*WORK ORDER*:
Read through the listing below and copy each line in which the word "Handle" occurs.

##############################

PR #3947, opened 2024-02-14
[node server] Handle block level per capita

chejennifer:
Handle cases in node server where the per capita specification comes from the block

example results:

query: What is the GDP per capita in Switzerland?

##############################

*EXERCISE RESULT*:
[node server] Handle block level per capita
Handle cases in node server where the per capita specification comes from the block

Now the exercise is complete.